Old 06-03-2013, 02:45 PM
 
Location: Oklahoma
6,811 posts, read 6,948,599 times
Reputation: 20971
Quote:
Originally Posted by irishfan77 View Post
I kept my promise to her and told her that i wanted to go out and have a nice dinner last night. I tried to keep things light hearted. She looked really beautiful and i told her she did multiple times( this made her blush). Turns out my son's Chicago trip was uneventful. She spent her weekend rotating between sitting in a bathtub and sleeping.The place we went was quiet and real romantic. Like I said, it was lighthearted and we spent our time reminiscing about our early dating years. She proceeded to drop a bomb on me " Sweetie, I don't want to go to therapy anymore." We don't need it, look at us, having dinner together, being nice to each other, we don't need it, we're fine". As I've said before, counseling helps my peace of mind and I hope and feel that my son feels the same way.
She proceeded with an overloaded amount of puppy dog eyes and lip pouting. She proceeded to ask me if I was going to make her go. I told her that she was a grown woman who could make her own choices but that I would still be going to marriage counseling( alone) and family counseling with him. She was pretty bubbly the rest of the night seeing as how she got out of counseling. She went so far as to tell me, when we got home, that I could give her a kiss, because I had " earned it." When we got home at around 1( after dinner and just driving around) he was just watching TV alone on the couch with his feet on the coffee table( no feet on the table is kind of a rule but not a serious offense) she yelled at him for being awake and having his feet up. I really see no justification for her anger, he's 18 and the table was no big deal. She told him to go to his room and she would deal with him in the morning. They were sleeping when I left so I have no ida what she said to him.

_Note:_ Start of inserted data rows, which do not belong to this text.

Issue #1868, opened 2026-08-01
Shared, API, APP, CMS: Resolve remaining Dependabot alerts (breaking major upgrades)


johan-bell:
Umbrella to clear the **remaining** Dependabot alerts across all four packages after the non-breaking fixes land in #1849.

Everything left needs a **breaking major upgrade**, so each must be migrated + verified against the relevant suite — this cannot be done as a single `npm audit fix --force` PR (it would install NestJS 11 + vitest 4 + vite 8 + eslint 10 + jest 30 at once and leave the build red).

### Residual alerts by required upgrade (post-#1849)

**api**
- **NestJS 10 → 11** — tracked separately in #1866 (production `@fastify/middie` critical + fastify/multer/fast-uri highs). Highest priority.
- **jest 27 → 30** (+ `ts-jest`) — cluster of test-tooling highs (`@jest/*`, `babel-jest`, `glob`, …).
- **sharp** high — needs image-processing verification.

**app / cms / shared** (dev/build tooling — the two criticals are `@vitest/coverage-v8` / `vitest`)
- **vitest 3 → 4** (`@vitest/coverage-v8`, `vite-node`) — critical.
- **vite 7 → 8** (`esbuild`, `vite`).
- **eslint 9 → 10** (`@eslint/eslintrc`, `@humanwhocodes/config-array`, `brace-expansion`, …).
- **@vue/eslint-config-typescript → 14** (the coupled `@typescript-eslint/*` 8.x line).
- **vue-tsc**, **@vue/test-utils**, **eslint-plugin-vue**, **@vitejs/plugin-vue**, **uuid**, **vite-plugin-dts** (shared), **doiuse** (app).

### Approach
Split into per-tool migration PRs, each verified independently:
1. NestJS 11 (#1866) — api integration suite (CouchDB/MinIO).
2. jest 27→30 (api).
3. vitest 3→4, vite 7→8, eslint 9→10, vue-tsc / @vue/test-utils / eslint-config-typescript (app + cms + shared) — verify type-check + lint + unit tests + build per package.

### Refs
- Plan: #1800 · Non-breaking half: #1849 · NestJS slice: #1866

Issue #1800, opened 2026-07-09
Security: Dependabot vulnerability audit + remediation plan (180 alerts)


johan-bell:
## Dependency vulnerability audit (Dependabot, all 4 packages)

Full sweep of the [Dependabot alerts](https://github.com/bccsa/luminary/security/dependabot) across `api/`, `app/`, `cms/`, `shared/`, with a remediation split by risk. A first PR landing the safe, non-breaking half is linked below; the remainder needs scoped major-version upgrades that can't be verified without the integration test infra.

### Snapshot

180 open Dependabot alerts at time of audit: **8 critical, 84 high, 81 medium, 7 low**. The count is inflated by the same advisory appearing across up to four lockfiles and by multiple CVEs on one package; the distinct-package picture is much smaller.

**Only one critical is production-facing.** Everything else critical is dev/build/test toolchain — real, but not shipped to users.

| Critical | Scope | Fix requires |
|---|---|---|
| `@fastify/middie` (auth bypass in child plugin scopes) — **api, runtime** | **production** | middie 8.x→9.x, i.e. **NestJS 10→11** (major) |
| `vitest` + `@vitest/coverage-v8` (UI server arbitrary file read/exec) — app, cms, shared | dev/test | **vitest 3→4** (major) |
| `handlebars` (JS injection via AST confusion) — api | dev (build) | semver-compatible |
| `shell-quote` — app, cms | dev (build) | semver-compatible |
| `form-data` (unsafe boundary RNG) — shared | dev | semver-compatible |

### What the linked PR fixes (safe, non-breaking)

Ran a non-`--force` `npm audit fix` in each of the four packages — **lockfile-only, no `package.json` version-range changes**, so no declared dependency was altered. Result:

| Package | Before | After | Cleared |
|---|---|---|---|
| api | 49 | 23 | 26 |
| app | 39 | 15 | 24 |
| cms | 39 | 15 | 24 |
| shared | 42 | 22 | 20 |

~94 alert-instances cleared. This covers the semver-compatible transitive bumps: `axios` → 1.16.x, `ws` → 8.21, `socket.io-parser` → 4.2.6, `form-data`, `brace-expansion`, `postcss`, `uuid`, `qs`, `glob`, `music-metadata`, `lodash`/`lodash-es` → 4.17.23, and the dev-side `handlebars`/`shell-quote` criticals, among others.

[...]

PR #1950, opened 2026-08-27
fix(api): migrate NestJS 10 → 11 to clear critical @fastify/middie auth-bypass

### LINKED ISSUE #1866: API: Migrate NestJS 10 → 11
Migrate the `api/` backend from NestJS 10 to NestJS 11.

This is the highest-priority security follow-up from #1800 and the breaking half deliberately left out of the non-breaking audit-fix PR #1849. It's the **only production critical** in the Dependabot sweep.

### Why
The NestJS 10 line pins a cluster of vulnerable Fastify-stack packages that can't be patched without the major bump:

- **`@fastify/middie`** — auth bypass in child plugin scopes (**production critical**). Fixed by middie 8.x→9.x, which requires NestJS 10→11.
- The associated highs pinned by the same line: **`@nestjs/platform-fastify`**, **`fastify`**, **`fast-uri`**, **`multer`**.

### Scope
- Bump `@nestjs/*` (core, common, platform-fastify, platform-express, schematics, cli, testing) to 11.x and reconcile the Fastify/middie/multer stack.
- Address any NestJS 11 breaking changes (Fastify v5 under the hood, middleware/adapter API changes, etc.).
- Verify against the `api` integration suite (CouchDB / MinIO) — this can't be validated on unit tests alone, which is why it was excluded from the non-breaking PR.

### Refs
- Parent plan: #1800
- Non-breaking half (already landed / in review): #1849

ChrisTouo:
## Why

`@nestjs/platform-fastify@10` pins `@fastify/middie@8.3.3`, which has a **critical** auth-bypass
in child plugin scopes ([GHSA-72c6-fx6q-fr5w](https://github.com/advisories/GHSA-72c6-fx6q-fr5w)).
The fix only exists in middie 9.x → needs Fastify 5 → needs NestJS 11. No way to patch it in place.

This API registers no Express-style middleware, and `platform-fastify@11` doesn't depend on middie
at all — so the package leaves the tree entirely:

```
$ npm ls @fastify/middie
└── (empty)     # was: @nestjs/platform-fastify@10.4.22 → @fastify/middie@8.3.3
```

## What changed

Dependencies only — **no source changes**. All `@nestjs/*` → 11.2.3, plus the majors Fastify 5
forces (`@fastify/multipart` 8→10, `@fastify/compress` 7→9) and two packages whose peer ranges
cap at Nest 10 (`@nestjs/jwt`, `nest-winston`). Fastify 4→5 transitively.

Nothing in the code needed touching: only `@Get`/`@Post` are exposed (both CORS-safelisted), the
exception filter only *reads* `reply.sent` rather than assigning it, and the `FastifyRequest`
augmentation still resolves. Express 5 arrives only via a devDependency used by two specs —
production is Fastify-only.

## Verification

Full suite against real CouchDB + MinIO, before and after:

| | Before | After |
|---|---|---|
| Tests | 817/817 | **817/817** (per-suite diff identical) |
| `npm audit` | 22 (1 critical) | **1** (`sharp`, tracked separately) |

Also clean: `tsc --noEmit`, `eslint`, `nest build`, and a real boot with all routes mapped and all
four Socket.io handlers registered — including the deprecated `joinSocketGroups` alias that
deployed clients rely on (ADR 0005).

## Follow-ups

`sharp` needs its own major (#1868). `socketio.ts` is at 35% coverage, so the auth-failure path
and the multipart recovery path need a manual pass. E2E only runs against deployed environments,
so it can't gate this pre-merge.

Refs #1866, #1800


ivanslabbert (approved):
Check why rxjs dependencies are added? We removed code dependent on rxjs (shared library), but it could be a downstream dependency in the api.

ChrisTouo:
> Check why rxjs dependencies are added? We removed code dependent on rxjs (shared library), but it could be a downstream dependency in the api.

Unlike shared/, rxjs can't be dropped from api/ — it's a required peer dep of @nestjs/core and @nestjs/common (^7.1.0), since Nest is built on Observables. But none of our own api/src code imports it directly, so it's purely a framework requirement.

Irish, did you tell her that the marriage is NOT fine? She either has her head in the sand about your feelings, or doesn't care. If the marriage is important to her, she needs to participate in the therapy. It sounds as though she wants you to give up, go back to the way things were and have you "earn" her affections by treating her to what she wants. Please don't do that....you will be doing yourself a grave disservice. If she absolutely refuses to go, continue on your own. But I would tell her the progress you make in therapy may not have the outcome she expects.
 
Old 06-03-2013, 02:45 PM
 
6,497 posts, read 11,816,936 times
Reputation: 11124
Quote:
Originally Posted by irishfan77 View Post
I feel that the one on one time and the counseling is keeping his best interest at heart.
Part of that is telling her back off of him, to treat like he's 18 and let him flex some testosterone.
 
Old 06-03-2013, 02:53 PM
 
Location: the Chicago suburbs
818 posts, read 857,552 times
Reputation: 343
Quote:
Originally Posted by aquietpath View Post
Irish, did you tell her that the marriage is NOT fine?
I'm sorry to say, I changed the topic
 
Old 06-03-2013, 02:58 PM
 
6,497 posts, read 11,816,936 times
Reputation: 11124
And there you have it. Irish, give it up and just deal with it. Accept you have no voice or respect in this marriage. Just do her bidding and keep your misery to yourself. That'll make her happy, and in the end, that's all that matters to you.

You were meant for each other. Just how deep are those heel marks on your back?